How to self-manage a rental property being a long-distance Landlord

Managing a rental from a distance is not without its challenges being an out-of-town landlord can come with a few hang-ups, for instance, it doesn’t allow you to easily respond to emergencies like you would if you lived close to your investment property. This is not to say you can’t successfully manage your rental from a distance.

Here are some tips in Making Long-Distance Property Management Work for You

1. Choose Trustworthy Tenants

Since you will not be close enough to go to your rental at a moment’s notice, it’s extremely important that you trust your tenants.
When renting to someone you don’t know, make sure you conduct a thorough screening of their rental background before allowing them to move in.
Ask them to complete a rental application and be sure to contact their references.
Peace of mind of knowing that your property is in good hands.

2. Have a Handle on Maintenance

The type of property you have affects the amount of maintenance and attention you will need to put towards it. Make Friends with Repair People if you are renting you will need to source local trades, someone reliable and can regularly attend in emergency cases including weekends and holidays.
Maintenance, repairs, and other complaints all come to you as the landlord of a rental property. When you are out-of-town, you must find other ways of dealing with these situations. A handyman, electrician, and plumber are good contacts to have. If there is ever a leak or electrical problem that needs to be fixed immediately, you can call on them to get the job done and bill you later. Alternatively, you can negotiate with your tenants and have them organise works, one of the draw backs with this is, you are not assured of the level of works carried out and overpaying on repairs.

3. Ask Someone to Check in

Unsupervised tenants leave more room for mischief. For that reason, enlist someone you know in the area to be your eyes. That way, if there is a problem, this person can let you know immediately.

4. Go Automated

Getting paid from tenants in another town or city can be tricky. Set up payments so they are automated and have your tenants send you rent by way automated bank transfers. This option only works when tenants have the means or alternatively supply tenants with a bank paying in book.

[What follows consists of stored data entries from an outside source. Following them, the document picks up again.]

PR #530, opened 2017-09-29
Add parser package_provides_java and combiner running_java_package

zhangyi733:
* Add parser package_provides_java
* Add combiner running_java_package
* Add items in insights/config/specs.py and insights/specs.py
* Add rst files


xiangce:
In spite of my comments inside the `File changed` page,  as per our discussion, please try the new `pre_command`

~~~
for jp in `/bin/ps auxwww | grep java| grep '\-Dcatalina.base'|   awk -F' ' '{print $11}' | sort -u`; do readlink -f $jp; done | sort -u
~~~

zhangyi733:
Thank you @xiangce, as we discussed, I will use the new pre_command to implement parser again.

insights/parsers/package_provides_java.py
```diff
@@ -0,0 +1,36 @@
...
+"""
+
+from insights import parser, Parser
+
+
+@parser('package_provides_java')
+class PackageProvidesJava(Parser):
+    def parse_content(self, content):
+        """
+        Parse the output of the ``rpm -qf package`` command.
```
bfahr: Same comment at above, `package` is something very specific here.

insights/parsers/package_provides_java.py
```diff
@@ -0,0 +1,36 @@
...
+        """
+        self.data = None
+        for line in content:
+            if 'not owned by any package' not in line:
```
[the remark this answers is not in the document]
bfahr: If you are unable to determine the results here, then an exception should be raised instead of an empty string or `None`.  See the documentation on exceptions here: http://insights-core.readthedocs.io/en/latest/exception_model.html#parsing-and-exceptions

insights/parsers/package_provides_java.py
```diff
@@ -0,0 +1,36 @@
...
+PackageProvidesJava - Command ``rpm -qf``
+=========================================
+
+This parser handles ``rpm -qf`` output.
+
+Typical contents of the ``rpm -qf package`` command::
+
+    java-1.8.0-openjdk-1.8.0.144-0.b01.el7_4.x86_64
+
+Examples:
```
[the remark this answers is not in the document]
xiangce: Java has many different versions and is so flexible that some of them can be installed at the same time on the same system. Some customers might not use the default java (/usr/bin/java) for some special application, we have to get the full path of each specific java process and use `rpm -qf` to check which package it belongs to.

 And since `readlink` can only check one symbol line once, so we have to put it into a loop.

Currently, we'd like to use the following pre_command to get the 
~~~
for jp in `/bin/ps auxwww | grep java | grep '\-Dcatalina.base'| awk '{print $11}' | sort -u`; do readlink -e $jp; done | sort -u
~~~

I totally agree with you that we'd better add more detail documentation to explain this. 

@zhangyi733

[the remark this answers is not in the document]
bfahr: That was the source of my confusion, if the doc is clearer as to the purpose of this parser then that would help significantly.

zhangyi733:
Thank you @xiangce and @bfahr for your review and comments. After a further discussion with Xiangce, we decide to and use pre_command "for jp in `/bin/ps auxwww | grep java | grep -v grep| awk '{print $11}' | sort -u`; do echo $jp `readlink -e $jp | xargs rpm -qf`; done".
The reason why using above pre_command is that we need to record the links between running_java_command and package which provides the java command. In ``ps aux`` output, we can only get what java command starts a java application, instead of java package.
Through this way, when there is jdk bug, we can detect whether a running java application will be affected.

insights/config/specs.py
```diff
@@ -410,6 +411,7 @@
     "iface"                     : "/sbin/ip -o link | awk -F ': ' '/.*link\\/ether/ {print $2}'",
     "md5chk_files"              : "/bin/ls -H /usr/lib*/{libfreeblpriv3.so,libsoftokn3.so} /etc/pki/product*/69.pem /etc/fonts/fonts.conf /dev/null 2>/dev/null",
     "module"                    : "/bin/ls /sys/module",
+    "java_command_package"      : "for jp in `/bin/ps auxwww | grep java | grep -v grep| awk '{print $11}' | sort -u`; do echo $jp `readlink -e $jp | xargs rpm -qf`; done",
```
xiangce: Since there are two parts for the `echo` in the pre_command, better add quotes to surround the two parts.

``echo "$jp `readlink -e $jp | xargs rpm -qf`"``

insights/parsers/package_provides_java.py
```diff
@@ -0,0 +1,49 @@
...
+    /usr/lib/jvm/jre/bin/java java-1.8.0-openjdk-headless-1.8.0.141-3.b16.el6_9.x86_64
+
+Parsed result::
+
+    {"command": "/usr/lib/jvm/jre/bin/java", "package": "java-1.8.0-openjdk-headless-1.8.0.141-3.b16.el6_9.x86_64"}
+
+Examples:
+
+    >>> command_package = shared[PackageProvidesJava]
+    >>> command_package.data
```
xiangce: Since it's already mixin with the `LegacyItemAccess`, better avoid using the `.data` in the example.

insights/parsers/package_provides_java.py
```diff
@@ -0,0 +1,49 @@
...
+    do echo $jp `readlink -e $jp | xargs rpm -qf`; done``.
+    """
+
+    def parse_content(self, content):
+        comamnd_package_dict = {}
+        for line in content:
+            l = line.split()
+            if len(l) == 2:
+                comamnd_package_dict = ({"command": l[0], "package": l[1]})
+        self.data = comamnd_package_dict
```
xiangce: Better add two `Attributes` directly.

self.command = l[0]
self.package = l[1]

Then you do not need to mixin LegacyItemAccess

insights/config/specs.py
zhangyi733: As we discussed, will not change it.

insights/parsers/package_provides_java.py
zhangyi733: Have updated according to this comment.

insights/parsers/package_provides_java.py
zhangyi733: Have updated according to this comment.

insights/parsers/package_provides_java.py
```diff
@@ -2,48 +2,52 @@
...
     """
 
     def parse_content(self, content):
-        comamnd_package_dict = {}
-        for line in content:
-            l = line.split()
-            if len(l) == 2:
-                comamnd_package_dict = ({"command": l[0], "package": l[1]})
-        self.data = comamnd_package_dict
+        l = content[0].split()
```
xiangce: I'm sorry for the late comment, you should process the situation when there is not Java is running on some hosts. In this case, the pre_command will return nothing.

Better raise a ParseException for it. for the docstring, pls refer to`insights/parsers/proc_limits.py`

insights/parsers/package_provides_java.py
```diff
@@ -0,0 +1,53 @@
+"""
+PackageProvidesJava - Command
+=============================
+
+    This parser reads the output from pre_command::
+
+        ``for jp in `/bin/ps auxwww | grep java | grep -v grep| awk '{print $11}' | sort -u`; do echo $jp `readlink -e $jp | xargs rpm -qf`; done``
+
+    and coverts it into a dict that links running_java_command with its package name.
```
xiangce: And currently, it's not a dict any more.

insights/combiners/package_provides_java.py
```diff
@@ -0,0 +1,48 @@
...
+        data (list): List of objects containing package name and its providing java command
+    """
+
+    def __init__(self, package_provides_java):
+        packages_list = []
+        for package in package_provides_java:
+            packages_list.append(package)
+        self.data = packages_list
+
+    def __getitem__(self, index):
```
xiangce: How about adding an interface like `get_package(command)`, then you can call it directly after getting the command from `PS`, e.g.: get_package(ps_obj.row["COMMAND"])

xiangce: And you can mixin it with LegacyItemAccess to save some duplicated codes.

zhangyi733: @xiangce Good suggestion. I add a get_package() interface and mixin LefacyItemAccess as well.

insights/combiners/package_provides_java.py
```diff
@@ -0,0 +1,55 @@
...
+            packages_list.append(package)
+        self.data = packages_list
+        super(PackageProvidesJavaAll, self).__init__()
+
+    def __iter__(self):
+        for item in self.data:
+            yield item
+
+    def get_package(self, ps_command):
+        for item in self.data:
```
xiangce: It's necessary to add a corresponding docstring for the new `get_package` interface.

zhangyi733:
@xiangce Your modification looks good to me. I think you we can merge this PR.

5. Set Strict Lease Terms – Assured Shorthold Tenancy Agreements

Your property, your rules. It’s best to be clear with your rental terms before the tenant moves in and make sure they understand what you will and won’t allow in your property. For instance, you might want to set up a zero-tolerance policy on having pets or smoking in the suite in order to lessen the potential damage these permissions often cause. Include these terms in your lease and ask your tenant to initial them as proof of agreement.

6. Communicate Often

Long-distance communication between long-distance landlords and tenants can be difficult, but workable. As a landlord, it’s your job to establish regular communication with your tenants by phone, email, or text message and maintain this line of communication throughout their tenancy. If you plan to travel, or alternatively, if your tenant will be gone longer than 3 or 4 days, agree to tell each other so there are no surprises when you can’t get a hold of one another. Provide them with various contact methods, as well as additional contacts, such as your proxy landlord, and ask the same from them so you can contact each other in the event of an emergency

7. Inspect

As with any rental, near or far, inspections are a must. This means an initial schedule of condition report and walk-through inspection before the tenant moves in, as well as another when they move out. Document the condition of each room in a rental inspection report and sign and date it. Know your landlord legal obligations in taking a deposit from tenants. Some landlords opt for regular inspections, especially if you are wary of the condition of the property for some reason (e.g. you’ve recently renovated). If you can make time to travel to your rental, then additional inspections can be reassuring. Just make sure your tenant agrees, and they know in advance when to expect you.

8. Get Insurance Coverage

The type and amount of insurance you need will depend on the type of property you are renting.
There is insurance for:

◾Hazards, such as fires or sewer backup
◾Flood
◾Theft
◾Equipment breakdowns, such as boiler failure
◾Lost rental income
◾Liability insurance for damages, such as falls or slips on the property.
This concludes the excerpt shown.